:: Study material
PR #2849, opened 2026-08-10
docs: add MMM campaign credibility disaggregation notebook

cetagostini:
## Summary

Cleanly extracts the MMM campaign credibility disaggregation demo from conflicted PR #2679 without merging or cherry-picking its unrelated history.

- Adds `docs/source/notebooks/mmm/dev/mmm_credibility_disaggregation.ipynb`.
::::
#### What the task requires
Please make an exact copy of every record, leaving nothing out.

#### Task solution
PR #2849, opened 2026-08-10
docs: add MMM campaign credibility disaggregation notebook

cetagostini:
## Summary

Cleanly extracts the MMM campaign credibility disaggregation demo from conflicted PR #2679 without merging or cherry-picking its unrelated history.

- Adds `docs/source/notebooks/mmm/dev/mmm_credibility_disaggregation.ipynb`.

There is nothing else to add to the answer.